I had made my views clear some considerable time before Maastricht. I said in the House of Commons in 1989 that the Commission's prescription for economic and monetary union skated over vital issues of political accountability. I said then - and still believe - that changes in economic and monetary arrangements must reflect real changes in economic behaviour in the marketplace and must work with the grain of the market and not against it. This is of course what the ERM does, and will continue successfully to do, whatever happens to the Maastricht treaty. Economic and monetary union was not the only controversial issue at Maastricht. For many countries in the Community the idea of a common defence lies at the heart of political union. There is a tension between those member states who believe that we must make progress towards a common defence between the countries of the European Community and those, like Britain, who believe that we have a common defence of Europe and that that common defence is called Nato. Maastricht does not resolve the argument for all time. It does, however, preserve the benefits of what we already have. It maintains the primacy of Nato while building up the European role within Nato.
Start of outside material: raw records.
PR #2703, opened 2024-04-11
Fix issue when selecting a pipeline without version on the clone run page

DaoDaoNoCode:
JIRA: https://issues.redhat.com/browse/RHOAIENG-4258

## Description

When switching to a pipeline that contains no versions in it, we always trigger the hook `useUpdatePipelineFormData` and set the version to the incorrect one. The solution is to add a check before setting it to make sure we are only doing this when setting the same pipeline but not switching to another.
Also, fix a small issue that could crash the page.

## How Has This Been Tested?

1. Create 2 pipelines (pipeline 1 and pipeline 2)
2. Delete the version in pipeline 2, make sure there is no version in it
3. Create a run using pipeline 1
4. Duplicate this run, and switch the pipeline selection to pipeline 2
5. Verify the version selector is disabled and showing "no versions available" in it

## Test Impact

Add some conditions in the cypress test to verify the change works.

## Request review criteria:

If you have UI changes: 


Gkrumbach07 (approved):
tested live and works. low impact -- very nice. good stuff.

/lgtm
/approve

PR #2557, opened 2024-03-04
RHOAIENG-3984 Use the proxy at Red Hat.

pilhuhn:
https://issues.redhat.com/browse/RHOAIENG-3984

## Description

Make segment connections go through the proxy at console.redhat.com

## How Has This Been Tested?

Look at Browsers network tab

## Test Impact

Should be none, as the tracking itself has not changed.

## Request review criteria:

Self checklist (all need to be checked):
- [X] The developer has manually tested the changes and verified that the changes work
- [X] Commits have been squashed into descriptive, self-contained units of work (e.g. 'WIP' and 'Implements feedback' style messages have been removed)
- [ ] Testing instructions have been added in the PR body (for PRs involving changes that are not immediately obvious).
- [X] The developer has added tests or explained why testing cannot be added (unit tests & storybook for related changes)

After the PR is posted & before it merges:
- [ ] The developer has tested their solution on a cluster by using the image produced by the PR to `main`

PR #2716, opened 2024-04-16
[RHOAIENG-3984] Make sure analytics.js is loaded via proxy

pilhuhn:
## Description

The previous setting (from #2557 ) was still loading the analytics.js directly from Segment.
The cdn setting in the options did not override this.
This is a followup on [RHOAIENG-3984](https://issues.redhat.com//browse/RHOAIENG-3984).

## How Has This Been Tested?

Manual testing in browser console without dev-mode.

Network calls should look like this:
Bildschirmfoto 2024-04-16 um 16 27 18

## Test Impact

Should be none, as the tracking itself has not changed.

## Request review criteria:

- [X]  Commits have been squashed into descriptive, self-contained units of work (e.g. 'WIP' and 'Implements feedback' style messages have been removed)

### DIFF
--- a/frontend/src/utilities/segmentIOUtils.tsx
+++ b/frontend/src/utilities/segmentIOUtils.tsx
@@ -96,7 +96,9 @@ export const initSegment = async (props: {
       const t = document.createElement('script');
       t.type = 'text/javascript';
       t.async = true;
-      t.src = `https://cdn.segment.com/analytics.js/v1/${encodeURIComponent(key)}/analytics.min.js`;
+      t.src = `https://console.redhat.com/connections/cdn/analytics.js/v1/${encodeURIComponent(
+        key,
+      )}/analytics.min.js`;
       const n = document.getElementsByTagName('script')[0];
       if (n.parentNode) {
         n.parentNode.insertBefore(t, n);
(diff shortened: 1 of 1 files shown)


pilhuhn:
Screenshot on situation before:
Bildschirmfoto 2024-04-16 um 16 47 47

and after:

Bildschirmfoto 2024-04-16 um 16 45 09

lucferbux (approved):
/lgtm

Had a private conversation with @pilhuhn to ensure the validity of the proxy in a working cluster

frontend/src/utilities/segmentIOUtils.tsx
```diff
@@ -96,7 +96,9 @@ export const initSegment = async (props: {
       const t = document.createElement('script');
       t.type = 'text/javascript';
       t.async = true;
-      t.src = `https://cdn.segment.com/analytics.js/v1/${encodeURIComponent(key)}/analytics.min.js`;
+      t.src = `https://console.redhat.com/connections/cdn/analytics.js/v1/${encodeURIComponent(
```
shalberd, line 99: this will not work if access to console.redhat.com is not possible directly. As is the case in any corporate setup ... i.e. HTTP_PROXY and HTTPS_PROXY env vars need to be set and honored by your connections here. 

https://docs.openshift.com/container-platform/4.14/networking/enable-cluster-wide-proxy.html#nw-proxy-configure-object_config-cluster-wide-proxy

https://docs.openshift.com/container-platform/4.9/rest_api/config_apis/proxy-config-openshift-io-v1.html#apisconfig-openshift-iov1proxies



So that, from the proxy, if allowed, access continues to console.redhat.com.

Can this functionality be disabled? If not, this would in its current form be a breaking change. I am not talking public cloud and commercial Red Hat, I am talking ODH.

PR #2727, opened 2024-04-18
add support to run tests with different user permissions

christianvogt:
https://issues.redhat.com/browse/RHOAIENG-5259

## Description

Added utility to run tests as users with various permissions:
- disallowed user: no access to load dashboard
- cluster admin: full access to cluster
- project admin: full access specific projects
- edit user: full access to specific projects without ability to create role bindings

Optionally a user may also be a self provisioner (true by default). Non self provisioners cannot create new projects.

Default user for all tests is now a project admin.

Added some small tests that use the various users as well as updated breaking tests.

## How Has This Been Tested?

Run cypress tests.

## Test Impact

N/A

## Request review criteria:

If you have UI changes: 


frontend/src/__tests__/cypress/cypress/e2e/Application.cy.ts
```diff
@@ -0,0 +1,38 @@
...
+  });
+
+  it('should not show Settings nav section for non-cluster admins', () => {
+    asProjectAdminUser();
+    appChrome.visit();
+    appChrome.findNavSection('Settings').should('not.exist');
+  });
+
+  it('should show Settings nav section for cluster admins', () => {
+    asClusterAdminUser();
```
andrewballantyne, line 23: Can I suggest we either have a test for "cluster admin" or "product admin" -- Cluster Admin sounds like `cluster-admin` and that's technically different than just the admins of our product.

frontend/src/__tests__/cypress/cypress/utils/users.ts
```diff
@@ -0,0 +1,75 @@
...
+ */
+export const asDisallowedUser = (): void => {
+  cy.interceptOdh('GET /api/status', mockStatus({ isAllowed: false }));
+  interceptSelfSubjectAccessReview();
+};
+
+/**
+ * Cluster admins have access to perform any action on resource in every project.
+ */
+export const asClusterAdminUser = (): void => {
```
andrewballantyne, line 48: Ah I see -- you're aiming explicitly at `cluster-admin` -- recommend adding `asProductAdmin` as well. Which should not grant access to any project but will the settings stuff. Not sure if that's possible with this current infra atm.

frontend/src/__tests__/cypress/cypress/e2e/Application.cy.ts
christianvogt: ah yes. 
Having a distinct difference between product admin vs cluster admin is key. In fact almost all usage of cluster admin I did should be product admin.

frontend/src/__tests__/cypress/cypress/utils/users.ts
christianvogt: I will add `asProductAdmin` as suggested.

christianvogt:
Rebased.
Added user `asProductAdminUser`.
Moved core intercept initialization for k8s objects from `e2e.ts` to `users.ts`. Expectation now is that tests must establish a user before applying their own test specific intercepts as default intercepts are user specific. `e2e.ts` will still establish the default user as a project admin.

andrewballantyne (approved):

At Maastricht there were other significant developments. The Maastricht treaty enshrines two very important ideas. The first is that the Community should only do those things which cannot be better done at the level of member states. That implies scrapping some existing, overbearing legislation, as well as avoiding new, unnecessary regulation. This process, which makes subsidiarity a living concept is vitally important to member states throughout the Community.

The second is that we can act together in unison without necessarily acting within the framework of Community law. This is a revolutionary change. In foreign policy and in matters of interior affairs and justice we shall work together as 12 within a treaty framework, but that framework will be distinct from the Treaty of Rome, outside Community law, outside the sole initiative of the European Commission, outside the jurisdiction of the European Court of Justice.

The lesson of Maastricht is that we do need to work together, but we do not on every issue need Community law to make us work together. We do so of our own free will and in a variety of different ways.

The Maastricht treaty enshrines that principle. It is, I believe, a turning point. In other words the very centralising tendency that many are so worried about was addressed and corrected at Maastricht. Maastricht is not the complete answer, but it is the first important step in a new direction. So what would be the position if the Maastricht treaty was not ratified by all the member states and could not be implemented? Would all those gains be lost?

The fact is that you could not set aside the results of a hard-fought negotiation and expect to keep all the gains. I believe that what we won at Maastricht is worth preserving. The easiest way to preserve it is through ratification of the Maastricht treaty. If the Maastricht treaty is not ratified, the arguments within the Community will not go away. They will have to be gone through again.

If Maastricht did not enter into force the alternative would not be the status quo ante. The real issues which affect the Community: our economic development, enlargement, our response to international events and crisis, all require a response. To be effective that needs to be a response agreed among all of the member states. Maastricht gives us the means of doing just that.